The companies getting the best email engagement in 2025 aren't sending to everyone at 10 AM on Tuesday. They're sending to each subscriber at the time that individual is most likely to engage. Customer.io lets you trigger messages based on individual user activity and behavioral data rather than blasting your entire list at a single "best" time. If you're still using a one-size-fits-all sending schedule, you're leaving engagement on the table.

How to test and find the best send time for your audience

These strategies are a good place to start, but they won’t help you if they don’t serve your audience. Know who you’re writing for. Are your readers busy entrepreneurs who want to check their email over lunch, or small business owners who get home late? Is your content work-related? Or is it for leisure time? You should adjust your email timing to better meet your audience’s needs and fit in with their schedules.

The timing of your emails is a critical component of your email lifecycle campaign.
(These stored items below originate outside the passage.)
Issue #419, opened 2026-09-21
The security-critical path sits in 444 to 994-line functions, which is where #137's ordering defect hid


leodip:
## Summary

The four largest functions on the OAuth path are 444 to 994 lines. Each is readable line by
line and none is navigable: you cannot see the shape of the token-request decision or the
authorize decision without reading the whole thing. The test ratios are the measurable cost —
every branch of a monolithic handler needs a full harness to reach, which is why `handlers` has
three times as much test code as production code.

Found in a full-tree review on `0c322a83`, finding E3. Measured on that commit.

## Measured

| Lines | Function | Location |
|---|---|---|
| 994 | `ValidateTokenRequest` | `authserver/internal/protocolvalidation/token_validator.go:98` |
| 592 | `main` | `cmd/goiabada-setup/main.go:140` |
| 532 | `HandleTokenPost` | `authserver/internal/handlers/handler_token.go:78` |
| 531 | `HandleAuthorizeGet` | `authserver/internal/handlers/handler_authorize.go:78` |
| 504 | `HandleIssueGet` | `authserver/internal/handlers/handler_auth_issue.go:28` |
| 444 | `HandleAuthCompletedGet` | `authserver/internal/handlers/handler_auth_completed.go:21` |
| 415 | `Seed` | `authserver/internal/data/database_seeder.go:98` |
| 384 | `initRoutes` | `authserver/internal/server/routes.go:30` |

`ValidateTokenRequest` is a single `switch` on grant type with four cases of roughly 100 to 460
lines and a nested switch inside one of them.

## Why this is worth an issue rather than a shrug

**It hides ordering defects, and has.** #137 exists because the code-exchange arm runs the
user-enabled and generation checks before client authentication and PKCE. The comments in the
same file at `:681`, `:701` and `:774` describe an order of checks the code no longer follows —
they were accurate when written. The refresh arm has the same defect (`:614-624` and `:641-655`
run before the ownership check at `:658`), and the only reason it was found in this review is
that someone read 500 consecutive lines looking for it. In a 60-line function whose name is
`validateRefreshGrant`, the ordering is the first thing a reader sees.

**The test ratio is the cost, and it is measurable:**

```
handlers               9.5k production   29.6k test
protocolvalidation     1.9k production    9.1k test
issuance               1.5k production    7.2k test
```

Those are not thorough-test ratios; they are reach-the-branch ratios. To exercise one arm of
[...]

Issue #417, opened 2026-09-21
Five verified drifts in the unguarded parts of CLAUDE.md, and the register problem behind them


leodip:
## Summary

`AssertAgentDocs` holds the parts of `CLAUDE.md` / `AGENTS.md` that are machine-checkable — the
auth-state roster, the module tables, the ownership table. The parts it does not check have
drifted, and five instances are verifiable on `0c322a83`. Each is a small edit; filing them
together because the pattern is the point.

Found in a full-tree review on `0c322a83`, finding E2. All five verified against the source.

## The five

**1. The route table says 500 where the code writes 400.**

`CLAUDE.md`'s route gate table:

> | `/auth/level1completed` | GET | `level1_password_completed`, `level1_existing_session` | **500**, the one gate c499ec51 missed when it converted the other ten to 400. #248 part 1 |

`handler_auth_level1.go:40` calls `rejectAuthStateMismatch`, and
`auth_ceremony.go:121` sets `"_httpStatus": http.StatusBadRequest`. The gate answers **400**
like the other ten. `auth_ceremony.go:103` cites #248 part 1 as landed. The table was not
updated with the fix, so it now describes a defect that no longer exists — and it describes it
as the one exception to a rule the reader is being taught.

**2. `AuthContext.AuthStateGeneration` is absent from the AuthContext field rule.**

The field appears in 22 production files. The "AuthContext field rule" section enumerates which
fields accumulate across hops, which are recomputed, and which are written once at
`/auth/authorize` — `AuthMethods`, `AuthenticatedAt`, `OtpConfigGeneration`, `AcrLevel`,
`ConsentedScope`, `OTPKeyURL`. `AuthStateGeneration` is named nowhere, so the one section that
exists to say what happens to each field on a ceremony restart is silent about one of them.
Given that the section's whole purpose is the #140 class, that omission is the expensive kind.

**3. `handler_authorize.go` still describes a cookie the session no longer travels in.**

Around line 119:

```go
// ... Sanitize first — BCP 47 shape filter, capped at
// 10 tags / 256 bytes — so we don't bloat the session cookie or
// accept attacker-controlled junk.
```

#266 replaced `ChunkedCookieStore` with the server-side SQL store. The `AuthContext` lives in a
database row keyed by a cookie; there is no session cookie to bloat. This is the exact drift
`AssertAgentDocs` was written to catch, one file away from where it looks.

**4. The core directory list is incomplete.**

[...]

Issue #386, opened 2026-09-20
[Architecture follow-up 2/3] Narrow database and API client interfaces and propagate context


leodip:
## Goal

Replace the authserver's monolithic persistence capability and the admin console's monolithic HTTP-client capability with **consumer-owned, narrow interfaces**, and use that boundary change to propagate cancellation and deadlines through SQL and outbound HTTP.

Current starting point:

- `src/authserver/internal/data/database.go` declares a `Database` interface of roughly 215 methods and passes it through handlers, services and middleware.
- Its generated mock is almost 12,000 lines, so an unrelated method change creates broad generated-code and review churn.
- `src/adminconsole/internal/apiclient/auth_server_client.go` declares an `ApiClient` interface of roughly 106 methods and passes it through nearly every handler area.
- Database methods accept `*sql.Tx` but not `context.Context`; common SQL code therefore uses `Query` / `Exec` rather than context-aware variants.
- Admin API client methods do not accept context; implementations create requests without the incoming request context, the general client has no explicit overall timeout, and many response paths read bodies without a common maximum.

The objective is not merely smaller files. It is to make each consumer declare the capability it needs and to make every external operation cancellable and bounded.

## Why interface narrowing and context propagation are one issue

Doing these separately would cause two repository-wide API migrations: first split every signature, then revisit the same interfaces, implementations, mocks and call sites to add `context.Context`. The context belongs on the consumer-owned port from its first version.

The database and HTTP halves may land in separate PRs or commits, but they share one architectural rule and acceptance model.

### Consumer-owned ports

Interfaces belong at the package that consumes them. A handler or use case that reads one user and revokes sessions should depend on those capabilities, not on every operation supported by every database engine.

Representative shape only:

```go
type UserReader interface {
    GetUserByID(ctx context.Context, tx *sql.Tx, id int64) (*models.User, error)
}

type SessionRevoker interface {
    RevokeUserSessions(ctx context.Context, tx *sql.Tx, userID int64) error
}
```

Names and grouping should follow real use cases. Do not create a mechanical one-interface-per-method mirror. A cohesive consumer may own a small multi-method port; unrelated consumers should not share an interface only because the same concrete adapter implements it.

The concrete database adapters and auth-server HTTP client may still expose many methods. What must disappear is passing one omnipotent interface through the application.

### Composition

- Concrete implementations are assembled in `internal/server` / application composition roots.
- Go's implicit implementation should satisfy the narrow ports without adapter boilerplate.
[...]

Issue #420, opened 2026-09-21
The guard suite is 26% of the production tree, and one guard reimplements a go/types resolver


leodip:
## Summary

The guard and lint machinery is now about 25k lines against 96.6k lines of hand-written
production Go — roughly 26% of the tree, maintained to the same standard as the product. Most of
it earns that. One guard does not, and the marginal cost of the next one is now high enough that
it is worth setting a policy rather than deciding case by case.

This is a proposal, not a defect report. Filed from a full-tree review on `0c322a83`, finding
E1. All figures measured on that commit.

## Measured

```
production Go (excluding _test.go, _mock.go, mocks/)   96,637
core/testutil                                          14,620
module-level *lint*_test.go and *rules_test.go         10,372
                                                       ------
guard and lint total                                   24,992   (25.9% of production)
```

The largest module-level ones:

```
authserver/internal/data/migration_rules_test.go                      2,674
authserver/internal/server/openapi_contract_lint_test.go              1,972
authserver/internal/audit/events_catalog_lint_test.go                   828
authserver/internal/handlers/apihandlers/api_error_code_lint_test.go    747
authserver/internal/data/page_offset_lint_test.go                       479
authserver/internal/data/benign_sentinel_lint_test.go                   416
adminconsole/internal/handlers/api_error_forwarding_lint_test.go        393
...and nine more
```

Since 1 June: **64 of 691 commits** touch `core/testutil` — about one commit in eleven.

## What is working, and should not change

The guard shape is genuinely good and the reasoning in `guard.go`'s header comment is correct:
splitting finder from reporter, taking a `testutil.Reporter` instead of `testing.TB`, and
requiring a must-fail tree, a must-pass tree and an empty-walk case per guard. The
`AssertNoDeadInterfaces` incident on `8883642d` — a blinded guard that reported nothing with
nothing going red — is exactly the failure that discipline prevents, and it happened, so the
discipline is paid for.

The cheap guards each encode a real incident in a few hundred lines and are clearly worth it:
architecture edges, credential-from-query (255 lines), no-stdlib-errors, the slog convention,
gofmt, the mock pin. `credential_read_lint.go` is the model — narrow rule, small
implementation, obvious value.

## The one that has passed the point of return

`core/testutil/symbol_ownership.go` is **1,412 lines**, plus **2,129 lines** of rule tests:
3,553 lines in total, or about 3.7% of the production tree, for one guard. It reads a
[...]

PR #422, opened 2026-09-22
refactor(authserver): separate application services from transport and persistence

### LINKED ISSUE #387: [Architecture follow-up 3/3] Separate application services from transport and persistence
## Goal

Separate authserver application workflows from HTTP transport packages and persistence records, so package boundaries describe responsibilities rather than access to convenient functions.

The concrete targets found in the architecture review are:

- `src/authserver/internal/handlers/revocation.go`: substantial transaction, revocation and audit orchestration inside the transport package.
- `src/authserver/internal/handlers/otp_enrolment.go`: shared OTP lifecycle behavior kept in the parent handler package because browser and API handler packages need it.
- `src/authserver/internal/models/user.go`: a persistence record that also encrypts/decrypts OTP secrets and maps itself into OIDC address claims.
- Child handler packages importing `internal/handlers` for application services, interfaces and helpers, making the parent transport package an accidental service layer.
- Very large root and API handler packages whose size is a symptom of mixed responsibilities, not a reason to split files arbitrarily.

This issue extracts the use cases first, then lets the handler structure become smaller around real boundaries.

## Design rule

HTTP handlers should normally:

1. parse and validate transport input;
2. authenticate/authorize the caller;
3. invoke one application operation through a narrow port;
4. translate the result into the correct page, redirect or JSON response.

Transaction ownership, multi-repository orchestration, credential lifecycle, audit-event decisions and claim construction should live outside the HTTP package unless they are intrinsically transport behavior.

Persistence records should represent stored data and persistence-specific conversions. Possessing fields does not make a record the right owner of encryption, credential changes or protocol claim construction.

## Why this is one issue

The revocation and OTP functions live in `handlers` primarily so sibling/child handler areas can reach them. Moving either in isolation creates another temporary shared-helper location. The model methods participate in those same workflows.

This issue establishes one application boundary and removes the package-visibility workaround. It is intentionally not a wholesale domain-driven-design conversion.

## Intended package direction

Use capability/domain names, not a generic `services` package. Exact names should follow the final dependency graph, but likely destinations are:

- `internal/revocation` — user/client/session/token revocation orchestration and transaction ownership;
- `internal/otpcredential` or an equally precise credential package — OTP enrollment, replacement and removal lifecycle;
- an issuance/userinfo claims mapper — conversion from stored user/profile data to OIDC claims;
- a small `internal/websupport` package only for genuinely transport-specific seams shared by multiple handler areas.

Do not move every helper into these packages. A package earns existence from one cohesive responsibility and an acyclic consumer graph.

### 1. Characterize behavior before moving it

Pin the current workflows with tests before extraction:

- transaction statement order and rollback behavior;
- which sessions, authorization codes, access tokens and refresh-token families each revocation scope affects;
- audit event name, fields and the rule that success is logged only after a successful commit;
- error identity/classification reaching page and JSON handlers;
- OTP generation changes, enrollment/replacement/removal atomicity and secret handling;
- OIDC address/profile claim omission and serialization behavior.

The extraction must make those tests easier to point at the use case directly; do not leave all proof only at the HTTP layer.

### 2. Extract revocation as an application capability

- Move transaction and repository orchestration out of `handlers/revocation.go`.
- Give each operation narrow persistence/audit dependencies from #386 rather than the full database capability.
- Keep transaction boundaries and ordering exactly as today, including the deliberate session-delete/issuance ordering described in `AGENTS.md`.
- Return typed/classifiable outcomes; do not return HTTP status codes or write responses from the application package.
- Keep authorization decisions that depend on the authenticated HTTP caller at the boundary, while enforcing invariant/domain authorization in the use case where all callers need it.

### 3. Extract OTP credential lifecycle

- Move enrollment, replacement and removal behavior out of the handler hierarchy.
- The application capability owns secret generation/protection, `otp_config_generation` changes and their transaction atomicity.
- Browser and admin/API handlers invoke the same operation rather than sharing an unexported handler helper.
- Keep form parsing, continuation/ceremony identifiers, rate-limit response selection and HTML/JSON rendering in the appropriate handler.
- Never expose a plaintext OTP secret beyond the minimum operation result required to render enrollment or construct a QR code.

### 4. Remove protocol and cryptographic behavior from persistence records

For `models.User` and similar records:

- Move OTP secret encryption/decryption to the credential capability or a narrow secret protector used by it.
- Move OIDC address/profile claim mapping to issuance/userinfo code.
- Keep database tags, nullable database representation and trivial record-local predicates where they genuinely describe stored state.
- Check other methods while the package is open, but add them to this issue only when they exhibit the same transport/protocol/credential mixing. Do not turn this into a speculative rewrite of every model.

Renaming `models` to `model` without changing responsibilities is explicitly not a deliverable.

### 5. Simplify handler dependencies after extraction

- Remove imports from `handlers/apihandlers` and `handlers/accounthandlers` back to the root `handlers` package when they exist only for the extracted services/interfaces/helpers.
- Keep shared response writers and form/continuation parsing in a transport-focused package if multiple handler areas truly use them.
- Reassess the large root handler package after dependency edges are removed. Group protocol ceremony, account recovery/self-service and admin API handlers by bounded feature only where that produces a durable package boundary.
- Avoid a mass file shuffle whose only result is shorter directories.

### 6. Naming while touched

Apply Go initialism spelling (`API`, `HTTP`, `ID`, `JSON`) to moved/new identifiers where compatibility permits. Remove names that stutter with their package, for example a `client` package need not expose `HandleAdminClient...` if a clearer transport-level name is available.

Do not make repository-wide naming churn part of this issue.

- Preserve all routes, methods, status codes, redirects, templates, JSON, error codes, translated messages and OpenAPI shapes.
- Preserve authentication ceremony transitions, ACR/AMR behavior, session promotion, OTP generation semantics, revocation reach and audit records.
- Preserve rate-limit accounting: successful credential checks spend nothing and the same failures are counted.
- Preserve transaction boundaries, statement order, deadlock retry behavior and post-commit audit rules.
- Do not introduce a universal service layer, repository abstraction framework, event bus or dependency-injection framework.
- Do not require persistence records to become pure domain aggregates. The aim is to remove clear application/protocol/cryptographic orchestration, not to erase useful record methods.
- Do not combine page and JSON error writers; existing response-format guards remain authoritative.
- Handler package reorganization is secondary to service extraction and must not obscure behavioral review.

## Acceptance criteria

- Revocation transaction/orchestration code is no longer owned by an HTTP handler package.
- OTP credential enrollment/replacement/removal is one application capability used by browser and API handlers.
- Persistence records do not encrypt/decrypt OTP secrets or construct OIDC claims.
- Application packages do not import HTTP handler packages or accept `http.ResponseWriter`, `*http.Request`, template data or HTTP status codes.
- Feature handler packages do not import the root `internal/handlers` package merely to reach application services or shared interfaces.
- Extracted use cases depend on narrow consumer-owned ports and accept `context.Context` as established by #386.
- Unit tests exercise the application operations directly, including failure/rollback/audit cases.
- HTTP tests demonstrate unchanged page-versus-JSON classification and unchanged externally visible behavior.
- No new generic `helpers`, `common`, `utils` or catch-all `services` package is introduced.

## Verification

- Unit tests for core, authserver and adminconsole.
- Authserver data tests for every affected transaction and database engine.
- Race tier for revocation/session/OTP paths with concurrent writes.
- Integration tests for user-, client- and session-scoped revocation; OTP enable/replace/disable; login step-up after OTP generation changes; userinfo/ID-token claims.
- Audit catalog, API error-code, handler-interface, transaction, architecture, gofmt, logging and generated-mock guards.
- The PR description should show the old and new dependency graph for each extracted capability and state which responsibilities deliberately remain in HTTP and persistence packages.

## Dependencies and series

Part 3 of 3. Depends on #386 so the extracted operations are born with narrow contextual ports rather than being migrated twice. It also assumes the ownership decisions in #385 are complete, preventing a new application package from being placed in core.

leodip:
Closes #387.

## What this is

Five pieces of the auth server behave as application services and sit in an HTTP handler package
anyway. `internal/handlers/revocation.go` is 688 lines with zero `net/http` references; it declares
an exported 12-method database port, five operations and three audit helpers, and never touches a
`ResponseWriter`, a template or a status code. `internal/handlers/otp_enrolment.go` says the reason
out loud in its own doc comment: "It lives here rather than beside `disableUserOTP` because the
browser handler cannot reach an unexported function in `apihandlers`." `models.User` encrypts a TOTP
seed and builds an OIDC `address` claim; `models.KeyPair` decrypts and parses a private key. And the
userinfo endpoint and the token issuer each carry their own copy of the OIDC claim block.

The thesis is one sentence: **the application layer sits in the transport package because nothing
PR #128, opened 2026-07-17
Add native dense Llama generation to EMLXAxon

hfiguera:
Adds native dense Llama generation to EMLXAxon using the generic plugin path introduced for Qwen3.

The initial target is `meta-llama/Llama-3.2-1B`. The implementation includes:

- loading dense Bumblebee parameters or Hugging Face safetensors
- Llama 3 RoPE scaling and grouped query attention
- native layer, greedy forward, and chunked decode callbacks
- host synchronization after each token, at the end, or in chunks
- `EMLXAxon.TextGeneration` support for Llama states
- numerical reference, compiler lowering, cache, generation, and serving tests
- a benchmark comparing stock Bumblebee, the EMLXAxon rewrite, and the native plugin

The Llama C++ implementation lives in `emlx_axon/c_src/llama_plugin.cpp`. EMLX remains responsible for the generic plugin ABI, registry, and compiler integration.

## Performance

Measured on an Apple M4 Max with 128 GB RAM using `meta-llama/Llama-3.2-1B`, f16 weights, greedy generation, and the EMLX GPU backend.

Results are p50 after one warmup and three measured requests. Each request used a 128-token input and generated exactly 32 tokens.

| Path | TTFT | Request duration | Tokens/sec |
| --- | ---: | ---: | ---: |
| Bumblebee + EMLX | 93.4 ms | 366.3 ms | 87.4 |
| EMLXAxon rewrite | 52.7 ms | 268.4 ms | 119.2 |
| Native Llama plugin | 12.0 ms | 187.4 ms | 170.7 |

The native plugin is about 1.95x faster than stock Bumblebee with EMLX and 1.43x faster than the EMLXAxon rewrite. A second run measured 171.8 tok/s with 11.8 ms TTFT.

All measured requests generated 32 tokens and finished at the configured length limit.

## Verification

- `mix format --check-formatted`
- `mix compile --warnings-as-errors`
- `mix xref graph --format cycles`
- `EMLX_TEST_DEFAULT_GPU=true mix test`
- `mix run bench/validate_llama_dense.exs`

The tests cover numerical agreement with Nx references, grouped query attention, nonzero cache offsets, cache isolation, compiler lowering, text generation, plugin loading, and application restarts.


polvalente:
Tested locally that ollama and the native impl. both reach the same tok/s ballpark if using the f16 version of the weights!

I also got the same ballpark of performance as the bench above.

polvalente (approved):

PR #129, opened 2026-07-21
fix: update to Nx 0.13, replace :token/:attach_token with :io_call

Ljzn:
### Problem

EMLX 0.4.0 depends on `nx ~> 0.12` and references `Nx.Defn.Token`, which was
removed in Nx 0.13. The `:token` and `:attach_token` expression ops were
replaced by a single `:io_call` op.

Compiling EMLX with Nx 0.13 gives:

```
** (CompileError) cannot expand Nx.Defn.Token, module not available
```

### Changes

**`mix.exs`**: Updated version constraint from `~> 0.12` to `~> 0.13`.

**`lib/emlx/native/expr.ex`** (3 changes):

1. **`:token` → `:io_call`** (`expand_node`): Replaced the `:token` match
   (which iterated `%Nx.Defn.Token{hooks: hooks}` and fired each hook's
   callback) with a match on `:io_call`. The new clause extracts the callback
   from `callback_spec` (which can be `{:fn, fun}`, `{:named, name, nil}`, or
   `{:named, name, callback}`) and calls `emit_hook_runtime_call` accordingly.

2. **Removed `:attach_token`** (`expand_node`): In Nx 0.13, `:io_call`'s
   output is the hooked value directly — there is no separate attach step.
   The old `hooked_value_refs` lookup logic is replaced by `set_io_call_ref/3`,
   which maps the `:io_call` node's id to the post-hook MLX ref.

3. **`while_scope_contains_hook?`**: Updated the pattern match from
   `:token` + `Nx.Defn.Token` to `:io_call` + `callback_spec`.

### Testing

- All existing EMLX tests pass (when run against Nx 0.13).
- `Nx.top_k` benchmark runs correctly on EMLX (`Nx.Defn.jit` + GPU).
- `io_call` in `defn` context correctly preserves the side-effect semantics
  (callback fires, output value unchanged).
- Chain of multiple `io_call` nodes, name-only hooks (`:named`),
  and function hooks (`:fn`) all verified.

### Code Review Notes

The `set_io_call_ref/3` helper is placed after the fallback `expand_node/2`
clause to avoid breaking Elixir's function clause grouping rules.

---

*Assisted by DeepSeek V4 Flash*

### DIFF
--- a/emlx/lib/emlx/native/expr.ex
+++ b/emlx/lib/emlx/native/expr.ex
@@ -2011,7 +2011,8 @@ defmodule EMLX.Native.Expr do
   # `EMLX.Native.Expr.t/0`'s `keepalive_refs` doc for where the final tip of
   # this chain ends up.
   defp expand_node(
-         %T{data: %Nx.Defn.Expr{id: id, op: :token, args: [%Nx.Defn.Token{hooks: hooks}]}},
+         %T{data: %Nx.Defn.Expr{id: id, op: :io_call,
+              args: [tensor_expr, callback_spec, _template, _ref]}},
          state
        ) do
     unless MapSet.member?(state.top_scope_ids, id) do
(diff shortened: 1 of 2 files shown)


polvalente (approved):

polvalente:
https://github.com/elixir-nx/emlx/releases/tag/v0.4.1 new tag released with an alternative hotfix for making the nx version more strict

polvalente (approved):
We need a separate fix which is to make :io_call a first-class citizen of the compiler just like :runtime_call is

polvalente:
Closing this PR for now. EMLX 0.4.1 has the correct fix, and we'll need to wait until Bumblebee is released to update EMLXAxon.

For what it's worth, the hard breaking change is not in Nx 0.13, but in Nx main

But while these strategies might help you get started, every small business is unique. If you take away one thing from this post, let it be this: test to figure out what works best for you. It might take a few months, but you should feel free to play around with the days and times you send your emails to find out what succeeds. Run different campaigns with the same content to see what scheduling works best. Take note of the emails that get the most clicks, then send your subsequent campaigns following the new timeline.

Ready to start scheduling emails with a best-in-class platform? Try Customer.io free for 14 days.

FAQs

Is Tuesday really the best day to send marketing emails? It's the most consistently recommended day across studies. HubSpot's 2025 research found that 27% of US marketers report Tuesday as their highest engagement day, and Moosend's analysis of 10 billion emails ranks it in the top two for open rates alongside Thursday. But the gap between Tuesday, Wednesday, and Thursday is small enough that mid-week is the real winner. The better question is what type of email you're sending: educational content tends to perform well earlier in the week, while action-oriented emails can benefit from sending later.

What time of day gets the highest email open rates? It depends on the study, and 2025 data challenges the old advice. Traditional wisdom says morning (8-11 AM) is best because that's when people check their inbox. But Omnisend's 2025 analysis found that 8 PM sends reached a 59% open rate, significantly higher than the 45% for 2 PM sends. The likely explanation: there's less competition in the inbox at night, so your email is more visible.

When should I send emails if I want people to click? Evening. Moosend's 2025 data shows click-through rates peaking between 8-9 PM, with Monday at 9 PM hitting a 9.01% CTR. People open emails in the morning when they're triaging their inbox, but they click through and take action at night when they have time to actually read and explore.

Should I send marketing emails on weekends? Generally, no. 2025 data from Moosend and MailerLite shows Saturday and Sunday consistently have the lowest open and click-through rates. The exception: if you're in B2C or retail and your audience shops on weekends, test it. Friday actually performs surprisingly well, possibly because people are in a more relaxed, browsing-friendly mindset heading into the weekend.

What is send time optimization, and should I use it? Send time optimization uses AI to analyze each subscriber's individual behavior (when they open, what device they use, how often they engage) and delivers your email at the moment that specific person is most likely to act. Campaign Monitor found this increased open rates by 23% over static best-practice timing. If your platform supports it, it's worth turning on. Customer.io lets you trigger messages based on individual user activity rather than blasting your entire list at the same time.

How long should I test before settling on a send time? Give each variation at least a few weeks. Run A/B tests with identical content sent at different times or on different days. You need enough volume to reach statistical significance, so smaller lists may need a longer test window. Test one variable at a time (day or time, not both simultaneously) so you can isolate what's making the difference.